Reid’s writing brilliantly discusses some intractable political issues, such as when can justice be done to the victims of the British Army’s occupation of the province, without losing either its light touch or skimping on the personal aspects of the situations she has created. The complexity of the conflict between Catholics, Protestants and the English, and the whole legacy of colonialism, is acknowledged, with no cardboard villains or sentimentality. The various markers of identity in Northern Ireland — your name, what you call Derry/Londonderry, your ability to speak Irish, the school you went to — are all here. The best dialogues in this 70 minute piece are heartfelt and moving, and the tension between being part of a culture of secrecy and wanting — like Niamh eventually does — to tell the world your story is well realized.

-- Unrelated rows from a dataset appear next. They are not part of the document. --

PR #622, opened 2018-09-11
Send Analytics if in Production

RoyEJohnson:
Previous PR https://github.com/openstax/accounts/pull/608
turned off Google Analytics unless the environment was production _and_ `send_google_analytics` was `true`. But it set `send_google_analytics` to `false`.
This PR sends Analytics if in Production, regardless of the `send_google_analytics` setting.

### DIFF
--- a/app/views/layouts/_google_analytics.html.erb
+++ b/app/views/layouts/_google_analytics.html.erb
@@ -1,4 +1,4 @@
-<% if Rails.env.production? and Settings::GoogleAnalytics.send_google_analytics == true and !Settings::GoogleAnalytics.google_analytics_code.blank?  %>
+<% if (Rails.env.production? or Settings::GoogleAnalytics.send_google_analytics == true) and !Settings::GoogleAnalytics.google_analytics_code.blank?  %>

Gabriella Bird’s production, designed by Jida Akil, is light and fast, and the minimalist props are artfully used by the young company, who — playing themselves as well as the characters — are both convincing in the serious moments and amusing in the humorous ones. Reid, who plays Melanie, is a good contrast to both Rachael Rooney’s Niamh and Aoife Kennan’s Anna, and they are the emotional core of the play. Kennan also plays Shona, a civil servant, in the most satirical scene in the drama. As Conor, Cormac Elliott represents a sympathetic and sensitive masculinity, far from the stereotype of aggressive Northern Irish manhood. Although, in the end, this is a slender piece, whose drama doesn’t really build into an overarching plot, it is also an intelligent and enjoyable example of contemporary political theatre.